Abstract

10088 Background: The GIST registry (reGISTry) is an observational database designed to determine diagnostic method and evaluation of GIST patients outside of clinical trials. We previously described differences in treatment of patients in community versus academic centers (Pisters, Ann Oncol 2011;22:2523-9). Herein we present distinct differences in the diagnosis and initial evaluation of patients with GIST. Methods: The analysis cutoff date was May 2010. Patient demographics, presenting symptoms, diagnostic methodology, and KIT and PDFGRA mutations were described. For localized tumors, size and mitotic index (MI) were collected. Results: 1226 patients were included in this analysis.
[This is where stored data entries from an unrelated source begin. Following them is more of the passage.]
Issue #4475, opened 2023-12-23
Golf Cart / NEV / LSV Routing


ianthetechie:
We at Stadia Maps have developed a golf cart routing profile in a fork which is currently private but we're interested to upstream.

The first question to answer is probably whether or not this is something that belongs in Valhalla generally. Our current implementation is somewhat specific to golf carts, but I could also see it evolving to a more general NEV/LSV profile with specific vehicle subtypes (like we have for bicycles already). I think there's a strong case to be made for this as being important to the future of mobility and I'd be happy to put in some work to make our current work more generic if needed before merging.

Let me know if there's interest!

nilsnolde:
Definitely interesting for us! I had a client semi-recently with a golf cart app for a local community somewhere in Florida, with no resources to invest in smth like this. I def agree, it’s important for the future (even though reality is that many many idiots keep buying _bigger_ cars, offense intended). 

Feel free to PR, we can discuss more there. Thanks!

ianthetechie:
I have a feeling we may have interacted with the same client 😂

>  I def agree, it’s important for the future (even though reality is that many many idiots keep buying bigger cars, offense intended).

💯 this 😂 

Perfect; I'll work up a PR early in the new year. I'm working on integrating the latest from `master` right now and verifying that nothing broke + cleaning some stuff up.

nilsnolde:
Hahah was it the guy who was burned badly by MB, being invoiced 7-8 times the usual due to their newish plan structures? I think I sent him your way. He was very sweet I remember.

Great, looking forward to the PR:)

kevinkreiser:
wtf! some 'idiots' need big cars because they have big families or live in places that have rugged terrain or have businesses that require them to pull heavy loads. there are many legitimate reasons to have 'big cars' even if they may be difficult to imagine from your perspective

nilsnolde:
Believe it or not, I have enough perspective for that. Obviously there’s tons of legitimate reasons for big cars as well as legitimate reasons to have a car at all. The context is _golf carts_, so clearly we’re talking about urban environment and I stand 100% by why I said. If you wanna take it personal, I can’t stop you from that, even I can’t see any connection whatsoever..

kevinkreiser:
[...]

PR #4492, opened 2024-01-04
Golf cart costing

ianthetechie:
# Issue

Adds golf cart costing (see #4475; let's discuss if this closes it or not).

Quick hits:
* This has seen production use for 6+ months (not this *exact* code, as I just merged master this week, but substantially the same)
* This *exact* code (incl. the speculative Meili fix) have been tested to generate on a relevant extract covering GA and FL + produce good routes in the golf communities there
* Currently highly specific to golf carts; I could see us expanding to other forms of LSVs / NEVs in the future, as I mentioned in the original issue, but I'm not sure I have enough of an opinion on what that should be yet (the golf cart rules were developed with both municipal reps and people intimately familiar with the rules + using them for daily transportation)
* Initial PR still has some rough edges before merging (see discussions + checklist). Also my IDE has some opinions and I don't know how widely those are shared 😂 (ex: markdown table formatting)
* Includes a few unrelated cleanup bits that either were flagged by clang-tidy or caused issues on my ARM mac. (Note: I do get one failure when running `make -j8 check` locally, but it appears to be somewhat spurious related to floating point comparison; we'll see what the official CI run says.)

## Tasklist

 - [X] Add tests
 - [X] Update the docs with any new request parameters or changes to behavior described
 - [ ] Update the [taginfo](taginfo.json)

## Requirements / Relations

N/A?


valhalla/mjolnir/osmaccess.h
```diff
@@ -224,8 +240,11 @@ struct OSMAccess {
       uint16_t motorroad_tag : 1;
       uint16_t moped_tag : 1;
       uint16_t motorcycle_tag : 1;
-      uint16_t spare : 6;
+      uint16_t golf_cart_tag : 1;
+      uint16_t spare_ : 5;
     } fields;
+    // TODO: What exactly is 64 bits wide? I'm counting 16 + 32 = 48 bits?
+    uint16_t _spare;
     uint32_t v; // this should be 64bits wide for architectures who require word alignment
```
ianthetechie, line 248: I'm not quite sure what's going on here. I see a comment about something being 64 bits wide for alignment... but in this block of fields I'm only counting up 48. I'm occasionally both dense and bad at math though so maybe I missed something.

valhalla/baldr/graphconstants.h
```diff
@@ -42,11 +42,12 @@ constexpr uint16_t kHOVAccess = 128;
 constexpr uint16_t kWheelchairAccess = 256;
 constexpr uint16_t kMopedAccess = 512;
 constexpr uint16_t kMotorcycleAccess = 1024;
+constexpr uint16_t kGolfCartAccess = 2048;
```
ianthetechie, line 45: Worth noting: this PR maxes out all available bit field constants, per the comment on L33 which states we have 12 bits available.

lua/graph.lua
```diff
@@ -996,6 +1038,10 @@ function filter_tags_generic(kv)
     if kv["motorroad"] == "yes" then
       kv["motorroad_tag"] = "true"
     end
+
+    if kv["golf_cart"] == "designated" then
+      kv["golf_cart_designated"] = "true"
```
ianthetechie, line 1043: Worth noting: this felt a bit ad hoc when I wrote it, but I'm also not sure we want to introduce a generalized differentiation between designated and permissive across all costing modes.

In the case of golf carts, it actually is significant, since there are typically local ordinances to the effect of "use paths designated for golf cart use whenever possible, even though another road may be legally traversable for short distances"

src/thor/triplegbuilder.cc
```diff
@@ -1151,11 +1151,15 @@ TripLeg_Edge* AddTripEdge(const AttributesController& controller,
     trip_edge->set_speed(speed);
   }
 
-  uint8_t kAccess = 0;
+  uint16_t kAccess = 0;
```
ianthetechie, line 1154: Widened because this hasn't accommodated the access mask in some time but we just only used the lower values previously.

src/odin/enhancedtrippath.cc
```diff
@@ -123,6 +123,7 @@ const std::string& TripLeg_TravelMode_Name(int v) {
 const std::string& TripLeg_VehicleType_Name(int v) {
   static const std::unordered_map<int, std::string> values{
       {0, "kCar"}, {1, "kMotorcycle"}, {2, "kAutoBus"}, {3, "kTractorTrailer"}, {4, "kMotorScooter"},
+      {5, "kFourWheelDrive"}, {6, "kGolfCart"},
```
ianthetechie, line 126: I think the 4WD value was always missing, but it was never noticed ;)

src/sif/golfcartcost.cc
```diff
@@ -0,0 +1,565 @@
...
+#include "baldr/graphconstants.h"
+#include "baldr/nodeinfo.h"
+#include "midgard/constants.h"
+#include "midgard/util.h"
+#include "proto_conversions.h"
+#include "sif/costconstants.h"
+#include "sif/osrm_car_duration.h"
+#include <cassert>
+
+// TODO: Inline tests like other profiles have
```
ianthetechie, line 12: This should have a question mark after it. I couldn't tell whether those inline tests were used and/or valuable, so I didn't write them when I first implemented the profile. Should I write some up before this gets merged (NOTE: there *are* Gurka tests)?

valhalla/mjolnir/osmway.h
```diff
@@ -2679,9 +2727,15 @@ struct OSMWay {
...
+  // Flags which didn't fit elsewhere
   uint16_t lit_ : 1;
   uint16_t destination_only_hgv_ : 1;
-  uint16_t spare2_ : 2;
+  // 2 access flags that didn't fit in the previous 16 bits
+  uint16_t golf_cart_forward_ : 1;
+  uint16_t golf_cart_backward_ : 1;
+
+  // Sadly this doesn't fit packed into the previous 16 bits so it's on its own for now
+  bool golf_cart_designated_;
```
ianthetechie, line 2738: Worth noting: I added 3 bits in total, which means overflowing the existing nicely packed set of fields :(

ianthetechie (commented):
Self-flagging all the bits that stood out to me as needing a second look. I also know I need to update the CHANGELOG and taginfo.

src/odin/enhancedtrippath.cc
nilsnolde: in fact I removed it recently:) maybe you're not on latest master?

nilsnolde:
great, thanks @ianthetechie ! might be worth to join a PR review meeting, which are happening mondays & wednesdays at 2:30 pm berlin time. this is quite big and there's a few discussable points, possibly better reviewed synchronously. would you be up for that?

src/sif/golfcartcost.cc
kevinkreiser: the inline tests are the only way you can "unit test" the specific parsing functions because they are hidden in this implementation and not exposed in the headers. if you've tested all the stuff that this costing parses as costing options and feel that its covered in gurka there is no need to add them. if you look at other examples you'll see (iirc) that they check that the range objects that get setup are doing the right thing which is not too easy to test outside of this implementation file.

nilsnolde:
Also need to run good ol' format.sh :)

ianthetechie:
@nilsnolde yeah that sounds like the best use of everyone's time ;) Can you send me an invite for Wednesday?

src/odin/enhancedtrippath.cc
ianthetechie: That could have also gotten lost in merge conflict resolution 🎃 If it's gone, then I guess I can set this constant to 5 as well?

valhalla/mjolnir/osmway.h
kevinkreiser: bool wont become a bit. the compiler will pad that to either 1, 4 or 8 bytes depending on your platform. to avoid confusion we should probably just add another `uint16_t` or another type with a specific width (whatever makes sense depending on what we already have in here to get to a round number (multiple of 64 bits)) and then take 1 bit from it and make the rest spare.

ianthetechie: That's a good point for me to follow up on.

The people actually using this stated that they wanted it to be able to ensure that golf carts used appropriate paths even when another road was legally available, but doing a quick check of the areas with overpass turbo, I'm not actually sure they are :P If that's the case, we could possibly free up that bit + simplify the logic a bit.

src/sif/golfcartcost.cc
ianthetechie: Thanks, Kevin. I'll see about adding some quick tests. That said, I'm not too worried about it, and the Gurka tests actually do test the new parameter for max allowable road speed, and vehicle top speed isn't unique to this costing model.

valhalla/mjolnir/osmaccess.h
kevinkreiser: its a bit complicated but let me explain. first, `AccessAttributes` is a `union` of a 16bit field and a 32bit field, that means the compiler will make the whole thing 32bits wide. so we shouldnt add the spare field, that wont do anything. the comment is really just saying that on 64bit platforms, `AccessAttributes` will get padded to 64bits because the other field that is in the outer `OSMAccess` struct is already 64bits (it used to be 32 and this one is 32 so they would both stop at 64).

ianthetechie: oooooooh! Thanks for the explanation; that makes sense.

src/sif/golfcartcost.cc
kevinkreiser: yeah tbh i wouldnt ask you to add the inline tests!

valhalla/mjolnir/osmway.h
kevinkreiser: i was hoping you might say that :smile:

kevinkreiser:
@ianthetechie i sent you the invite, see you then!

ianthetechie:
Is it possible to run `format.sh` on macOS on Apple Silicon at the moment? A quick attempt seems to indicate that it's highly specific to x86 Linux, but I might be missing something.

kevinkreiser:
@ianthetechie its not possible. it relies on mapbox/mason to get a specific version of clang formt. mason is deprecated and there are no builds for your platform. honestly this is a whole problem for any linter. if you dont pin the linter version you get different peoples platforms disagreeing with each other and every other commit reformats the whole code base. this is one of many reasons ive always hated opinionated linting and opposed its use here :smile: but whatever we agreed to do it so we are stuck-ish now. the only real solution is docker. basically run a docker image of ubuntu with the right version of clang format to lint the code. i had written somewhere that this was our only option, im just not jazzed to work on it really..

kevinkreiser:
oh and i should say the arm release build skips lint because of this fact so we can use that build to signal pass or fail on this pr until we are done making logical tweaks to it. then we can lint as a last step

src/odin/enhancedtrippath.cc
ianthetechie: Should be gone now.

valhalla/mjolnir/osmaccess.h
ianthetechie: Reverted in the latest commit.

lua/graph.lua
ianthetechie: This has been removed.

valhalla/mjolnir/osmway.h
ianthetechie: Followed up with the relevant parties and they are on board. I've removed all the designated logic.

nilsnolde:
@ianthetechie can you make your fork editable by maintainers? then it'll be easy to eventually run the format.sh script:)

ianthetechie:
@nilsnolde hmm..... It looks like GitHub [doesn't allow this for org-owned forks](https://github.com/orgs/community/discussions/5634) -_-

I think the options are 1) proceed till the end with this PR, 2) make another fork personally and PR from there, or 3) add you + Kevin as collaborators (and remind myself to not contribute from org forks until GitHub fixes this insanity) ;)

valhalla/baldr/graphtile.h
```diff
@@ -882,16 +882,16 @@ class GraphTile {
   std::size_t lane_connectivity_size_{};
 
   // Predicted speeds
-  PredictedSpeeds predictedspeeds_;
+  PredictedSpeeds predictedspeeds_{};
 
   // Map of stop one stops in this tile.
-  std::unordered_map<std::string, GraphId> stop_one_stops;
+  std::unordered_map<std::string, GraphId> stop_one_stops{};
```
nilsnolde, line 888: did this give a warning or? `unordered_map` shouldn't have problems with not being initialized

ianthetechie: Yeah, clang-tidy or something was giving me linter warnings 🤷

kevinkreiser:
ian can do the linting himself from inside docker or we can update CI so that it spits out the diff when lint fails


i have another general question, is it possible to not make this so specific to golf carts? could we make it for all low speed vehicles and include golf cart tags in the mix?

lua/graph.lua
```diff
@@ -1999,18 +2092,24 @@ function nodes_proc (kv, nokeys)
...
   --do not shut off bike access if there is a highway crossing.
   if bike_tag == 0 and kv["highway"] == "crossing" then
     bike_tag = 4
   end
 
+  --do not shut off golf cart access if there is a highway crossing.
+  if golf_cart_tag == 0 and kv["highway"] == "crossing" then
+    golf_cart_tag = 2048
+  end
+
```
ianthetechie, line 2112: This is something to look into.

Make a gurka test to check if this is a problem for ones not marked as crossing. It might be deleteable.

src/sif/golfcartcost.cc
```diff
@@ -0,0 +1,547 @@
...
+   * mode used by the costing method. It's also used to filter
+   * edges not usable / inaccessible by golf cart.
+   */
+  bool Allowed(const baldr::DirectedEdge* edge,
+               const graph_tile_ptr& tile,
+               uint16_t disallow_mask = kDisallowNone) const override {
+    bool allow_closures = (!filter_closures_ && !(disallow_mask & kDisallowClosure)) ||
+                          !(flow_mask_ & kCurrentFlowMask);
+    return DynamicCost::Allowed(edge, tile, disallow_mask) && !edge->bss_connection() &&
+           (edge->speed_type() == SpeedType::kClassified || tile->edgeinfo(edge).speed_limit() <= max_allowed_speed_limit_) &&
```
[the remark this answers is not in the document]
ianthetechie: Follow-up:

1. Check if tagged (maybe makes it easier to read)
2. Use `edge->speed()` instead of `edgeinfo`

src/sif/golfcartcost.cc
```diff
@@ -0,0 +1,547 @@
...
+           (allow_closures || !tile->IsClosed(edge));
+  }
+
+  // Hidden in source file so we don't need it to be protected
+  // We expose it within the source file for testing purposes
+
+  std::vector<float> speedfactor_;
```
ianthetechie, line 267: This should probably be a fixed sized array (open an issue as affects almost all profiles, not just this one).

ianthetechie (commented):
Capturing some follow-ups from the first review session

src/sif/golfcartcost.cc
```diff
@@ -0,0 +1,547 @@
...
+  // Check access, U-turn, and simple turn restriction.
+  // Allow U-turns at dead-end nodes.
+  if (!IsAccessible(edge) || (!pred.deadend() && pred.opp_local_idx() == edge->localedgeidx()) ||
+      ((pred.restrictions() & (1 << edge->localedgeidx())) && !ignore_restrictions_) ||
+      (edge->surface() > kMinimumGolfCartSurface) || IsUserAvoidEdge(edgeid) ||
+      // NOTE: Parking aisles are baked as destination-only, but for golf carts we actually need
+      // to ignore this (per the GIS department of Peachtree City, GA).
+      (!allow_destination_only_ && !pred.destonly() && edge->destonly() && edge->use() != Use::kParkingAisle) ||
+      (pred.closure_pruning() && IsClosed(edge, tile)) ||
+      (edge->speed_type() == SpeedType::kTagged && tile->edgeinfo(edge).speed_limit() > max_allowed_speed_limit_)) {
```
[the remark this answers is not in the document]
ianthetechie: Also fixed.

docs/docs/api/turn-by-turn/api-reference.md
```diff
@@ -97,43 +98,42 @@ Another special case is `disable_hierarchy_pruning` costing option. As the name
...
-| `service_factor` | A factor that modifies (multiplies) the cost when generic service roads are encountered. The default `service_factor` is 1. |
-| `country_crossing_cost` | A cost applied when encountering an international border. This cost is added to the estimated and elapsed times. The default cost is 600 seconds. |
-| `country_crossing_penalty` | A penalty applied for a country crossing. This penalty can be used to create paths that avoid spanning country boundaries. The default penalty is 0. |
-| `shortest` | Changes the metric to quasi-shortest, i.e. purely distance-based costing. Note, this will disable all other costings & penalties. Also note, `shortest` will not disable hierarchy pruning, leading to potentially sub-optimal routes for some costing models. The default is `false`. |
-| `disable_hierarchy_pruning` | Disable hierarchies to calculate the actual optimal route. The default is `false`. **Note:** This could be quite a performance drainer so there is a upper limit of distance. If the upper limit is exceeded, this option will always be `false`. |
```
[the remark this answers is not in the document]
ianthetechie: Fixed.

lua/graph.lua
ianthetechie: OK, I did a bit of research and testing here...

1. Gurka test (crossing a road where golf carts are not allowed; will be committed shortly) seems to pass just fine if I remove this logic.
2. I think I said in our last meeting that I assumed this was a direct translation of a business requirement. Looking over it again though, I realized I just copied it directly above from the same logic for bicycles ;) I will _not_ touch the bicycle behavior in this PR, but maybe this is room for simplification in the future I guess.
3. Confirmed this only applies at the node level in OSM (just a few hundred invalid way tags) + checked the area quickly for odd looking tags with Overpass Turbo. Shouldn't cause any issues.
4. I did some smoke testing with random routes in the areas we're serving in GA and FL and it doesn't look like it broke anything.

So, after all that, I went ahead and deleted this.

test/gurka/test_golf_cart_preference.cc
```diff
@@ -0,0 +1,80 @@
...
+// Check that golf carts prefer lower classes of roads
+class GolfCartPreference : public ::testing::Test {
+protected:
+  static gurka::map map;
+
+  static void SetUpTestSuite() {
+    constexpr double gridsize = 100;
+
+    // A network with a mixture of road classes, all of which are legally traversable
+    const std::string ascii_map = R"(
```
ianthetechie, line 19: Combine this into the access tests to reduce the number of executables that need to be built.

valhalla/mjolnir/osmway.h
```diff
@@ -2679,9 +2711,12 @@ struct OSMWay {
   uint16_t use_sidepath_ : 1;
   uint16_t bike_forward_ : 1;
   uint16_t bike_backward_ : 1;
+  // Flags which didn't fit elsewhere
   uint16_t lit_ : 1;
   uint16_t destination_only_hgv_ : 1;
-  uint16_t spare2_ : 2;
+  // 2 access flags that didn't fit in the previous 16 bits
+  uint16_t golf_cart_forward_ : 1;
+  uint16_t golf_cart_backward_ : 1;
```
ianthetechie, line 2719: Move this up to the top of the block; doesn't break anything.

src/sif/golfcartcost.cc
```diff
@@ -0,0 +1,547 @@
...
+  bool is_parking_aisle = edge->use() == Use::kParkingAisle;
+
+  // Add penalties based on road class.
+  // The dest only penalty (for private roads) is normally just a one-time fixed penalty on transitions.
+  // However, in the case of golf cart routing, this is usually not sufficient to avoid large areas such as private golf courses which are not routable except as a destination.
+  avoidance_factor += kRoadClassPenaltyFactor[static_cast<uint32_t>(edge->classification())] + (edge->destonly() * !is_parking_aisle * 10);
+
+  // Multiply by speed so that roads are more severely punished for having traffic faster than the golf cart's speed.
+  // Use the speed assigned to the directed edge. Even if we had traffic information we shouldn't use it here.
+  avoidance_factor *= speedpenalty_[edge->speed()];
```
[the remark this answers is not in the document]
ianthetechie: Ian to double check on this

ianthetechie:
Quick update on the status of this... I'm working to ensure the first version doesn't require _too_ much of an overhaul later ;) To that end, I've been having conversations with others involved in the LSV space over the last month, and learned quite a few things about which assumptions are golf-cart specific and/or should be tunables vs being generally applicable, including things like "primary roads are actually routable in downtown LA because speed limits are so low."

I'm continuing work on this in the background and will likely have a more polished generic LSV profile ready in a few weeks (I have completed most of the refactor to generalize terminology locally).

kevinkreiser:
@ianthetechie no worries i very much appreciate the diligence in using this last bit in the access mask and making it as worth it as possible :smile:

ianthetechie:
Yeah, here's a quick info dump on that just so it's recorded in one piece (there will also be comments in the code to note areas for further improvement, specialization, etc.).

First, there is no tagging scheme, either de facto or in use, which covers LSVs as a more general class, nor do I think there is likely to be one anytime soon. LSVs/quadricycles (EU equivalent) mostly behave like cars with somewhat different preferences and a federal/national or state law restricting roads they can legally use based on the posted speed limit.

Thus, **the access bit will have to go to golf carts**, which _do_ have a widely used tagging scheme and are often subject to specific restrictions that are only modeled this way.

Fortunately, there are no scenarios I'm currently aware of preventing LSVs/NEVs which are not easily captured in some other attribute like max allowed (tagged) speed. So we'll get a general LSV profile that's tunable for both vehicle type and max allowed speed, and we can evolve it as we uncover more use cases. Most of my work recently has been around making sure that the first version allows for such expansion.

nilsnolde:
>  So we'll get a general LSV profile that's tunable for both vehicle type and max allowed speed

this is sadly not fully true.. "max" allowed speed is not something we capture today for edges. we have a "tagged" speed, but that's not necessarily the OSM `maxspeed` value: if the same edge has a `maxspeed:practical` (or `default` or whatever that was), then we prefer that over the plain `maxspeed` when we set an edge's `speed` value. the reason is that maxspeed is rarely useful for costing. problem is we can't distinguish those, it'll always just be "tagged". it's not trivial to support that, but certainly possibly with some bit juggling.

we do have `speed_limit` on EdgeInfos, but again, we don't want to use that for costing.

ianthetechie:
> we have a "tagged" speed, but that's not necessarily the OSM maxspeed value: if the same edge has a maxspeed:practical (or default or whatever that was), then we prefer that over the plain maxspeed when we set an edge's speed value. 

Ahh, interesting. That's actually good to know... I guess we'll just need to document that's an edge case for now unless another solution presents itself.

Of course there are options if you're willing to run a custom graph / pre-processed OSM data file specific for LSV routing, but that is indeed inconvenient that my assertion isn't fully true out of the box.

> we do have speed_limit on EdgeInfos, but again, we don't want to use that for costing.

I understand that this is bad (slow), but out of curiosity just how "bad" is it? We aren't running hundreds of req/sec yet, but at moderate load we actually had (maybe still have? I forget 😂) deployed an older version of this PR that accessed the `EdgeInfo::speed_limit` and it was acceptable for our use cases.

Would you be opposed to accessing this when a max legal speed limit is specified and clearly documenting the tradeoffs that you're opting into by doing this? It seems useful to me to unlock that use case unless I'm missing something (quite probably). I'm guessing adding `speed_limit` to `DirectedEdge` isn't an option? Looks like that's already packed...

minter:
@ianthetechie Just curious if there's been any advancement here? This could help me with a project I'm working on.

ianthetechie:
Yes we've been running this in production for a few years now. Basically patches on the main Valhalla codebase. It's a bit behind at the moment but I'd still like to see this merged if there's interest :) My current branch including this and a few other patches lives under the stadiamaps fork (prod branch).

ianthetechie:
> you can have a look at this: https://github.com/valhalla/valhalla/pull/2910#discussion_r585817880. I didn't really in a few years, can't remember well what the suggestion was exactly, but I remember thinking it would work before that particular project I was working on went away.

This was probably one of the final sticking points. This data was critical for our use case so we ended up fetching it anyways even though it may not technically be the most performant going out to info from the directed edge.

minter:
@ianthetechie Awesome! The branch I'm looking at has the last commit at about two years ago - just confirming that's the correct one?

ianthetechie:
Take a look at https://github.com/stadiamaps/valhalla/tree/prod. Last commit was yesterday (that's not indicitive of a rapid dev pace / divergence; just happened that I made a patch yesterday 😂)

minter:
@ianthetechie Oh, got it, so I should use y'all's mainline 👍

Initial diagnosis was most commonly made by surgeons (54.6%) and gastroenterologists (15.7%). Primary management decisions were made at time of diagnosis by medical oncologists (53%) and surgeons (53%) (sum >100% due to ≥1 responses/site). 84% were symptomatic at diagnosis, while 16% were diagnosed incidentally. Diagnostic procedure was performed during surgery (75%) and/or by endoscopy (22%) or interventional radiology (11%) using percutaneous core biopsy or fine needle aspirate. Initial diagnostic imaging was by CT scan (76%), endoscopy (25%), ultrasound (12%), or a combination. Most primary GISTs were located in the stomach (55%) or small intestine (28%). At diagnosis, localized and metastatic disease was seen in 83% and 17% of patients, respectively, with metastases mainly in the liver (62%) and/or peritoneum (36%). KIT immunostaining was performed in 93% of patients, with 98% positive. Mutation analysis was carried out in 8% of cases (57% KIT exon 11 and 12% exon 9 mutations). Of localized primary tumors, 52% were >5 cm in size and 23% had >5 mitoses per 50 high-power fields. Conclusions: We found that initial diagnosis is made by several different modalities. The majority of GIST patients are managed by medical and surgical oncologists. Most patients with localized tumor were at intermediate risk of recurrence and would be considered for adjuvant imatinib therapy.